Problem requirements: In the data that follows, every line containing the word "appear" should be returned.
====== Entries shown
Issue #542, opened 2019-01-07
select from all genes in dataset


Marius1311:
Hi all!

I have been using cellxgene browsers for a while now and I really like them. One feature I am missing is access to the .raw attribute of AnnData objects. When I use an AnnData object for a cellxgene browser, I only have access to genes which are contained in the .X layer of the object. However, we usually filter our AnnData objects to only contain highly variable genes before computing embeddings - meaning that I won't be able to color in the majority of genes via the cellxgene broweser because they are not in the .X layer, but also in the .raw layer which I initialise before filtering. This is a really important feature when working with biological cooperation partners who would like to color in genes they know. Currently, my cooperation partners cannot find these genes because they have been filtered out and there is no .raw access. 

All the best,
Marius

csweaver:
Hi @Marius1311! I'm happy to hear that you've been using cellxgene! Thank you for the feedback, we will be sure to discuss this at our team meeting this week. 

A couple of questions: 1. When you are accessing a gene from `.raw` do you want to see the original observations or would you like the observations normalized in some way? 2. If you want to see the original observations, would you ever want to be able to access these for the genes that appear in .X as well?

Marius1311:
Hi @csweaver, and thanks for your quick reply!
At which step in the process of normalisation and filtering one would like to set the .raw attribute is still up for debate, but I think most scanpy users first do some very basic filtering (remove a couple of cells which are very likely to be dead), normalise per cell and log transform. When the data is in this state, we save to adata.raw, which is what we use later on to visualise individual genes and also for statistical testing like differential gene expression because we would usually not want to use the batch corrected data for that. Please see this scanpy tutorial [Clustering 3K PBMCs](https://scanpy-tutorials.readthedocs.io/en/latest/pbmc3k.html) for an illustration of what I just said. Saving to .raw happens in line 15.

Regarding your second point: When I color in genes, I would always like to see their expression colored in according to their values in adata.raw, regardless of whether they appear in adata.X as well or have been filtered out.

Marius1311:
Hi @GenevieveHaliburton ! Thanks for your message. There aren't really any other features from .raw I would like to vizualise, it is manly really the filtered out genes. Filtered cells would be difficult I guess, because where would they appear in the embedding? In a PCA, one could just project them into the embedding but that's not possible in a tsne and at least not trivial in a UMAP. 

When I visualise gene expression, I would usually use normalised, but not batch corrected data - that's what I usually store in .raw

[...]

PR #688, opened 2019-04-02
Update scanpy version

sidneymbell:
Update scanpy version to 1.3.7.

Latest is 1.4, but all the features we want to integrate were in by 1.3.7 (most specifically the `import scanpy` instead of `import scanpy.api`).

### DIFF
--- a/server/app/scanpy_engine/scanpy_engine.py
+++ b/server/app/scanpy_engine/scanpy_engine.py
@@ -2,7 +2,7 @@ import warnings
 
 import numpy as np
 from pandas.core.dtypes.dtypes import CategoricalDtype
-import scanpy.api as sc
+import scanpy as sc
 
 from server.app.driver.driver import CXGDriver
 from server.app.util.constants import Axis, DEFAULT_TOP_N
--- a/server/cli/prepare.py
+++ b/server/cli/prepare.py
@@ -63,7 +63,7 @@ def prepare(
     import matplotlib
 
     matplotlib.use("Agg")
-    import scanpy.api as sc
+    import scanpy as sc
 
     # scanpy settings
     sc.settings.verbosity = 0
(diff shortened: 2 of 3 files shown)


bkmartinjr:
@sidneymbell - has this also been tested against scanpy 1.4?

neuromusic:
does this fix #542?

csweaver:
@neuromusic short answer: No. Longer answer - this allows us to fix #542 but see #689 for some of the concerns we need to work out before we actually fix it.

sidneymbell:
@jk - No. Please see #689.

neuromusic:
I thought that the "latest scanpy" (is that 1.37? 1.4?) no longer drops genes from `.X` when performing louvain, etc, effectively solving the core issue in #542, since all genes are now present in `.X` and therefore available for viz.

sidneymbell:
@neuromusic - That's one source of genes being filtered out. But, they're also often filtered / removed during normalization. That's what makes it tricky: you may want to color by a gene, but you didn't normalize those expression values and thus can't visualize them on the same scale.

neuromusic:
I think I see where I was mixed up.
============
Your solution:
A couple of questions: 1. When you are accessing a gene from `.raw` do you want to see the original observations or would you like the observations normalized in some way? 2. If you want to see the original observations, would you ever want to be able to access these for the genes that appear in .X as well?
Regarding your second point: When I color in genes, I would always like to see their expression colored in according to their values in adata.raw, regardless of whether they appear in adata.X as well or have been filtered out.
Hi @GenevieveHaliburton ! Thanks for your message. There aren't really any other features from .raw I would like to vizualise, it is manly really the filtered out genes. Filtered cells would be difficult I guess, because where would they appear in the embedding? In a PCA, one could just project them into the embedding but that's not possible in a tsne and at least not trivial in a UMAP. 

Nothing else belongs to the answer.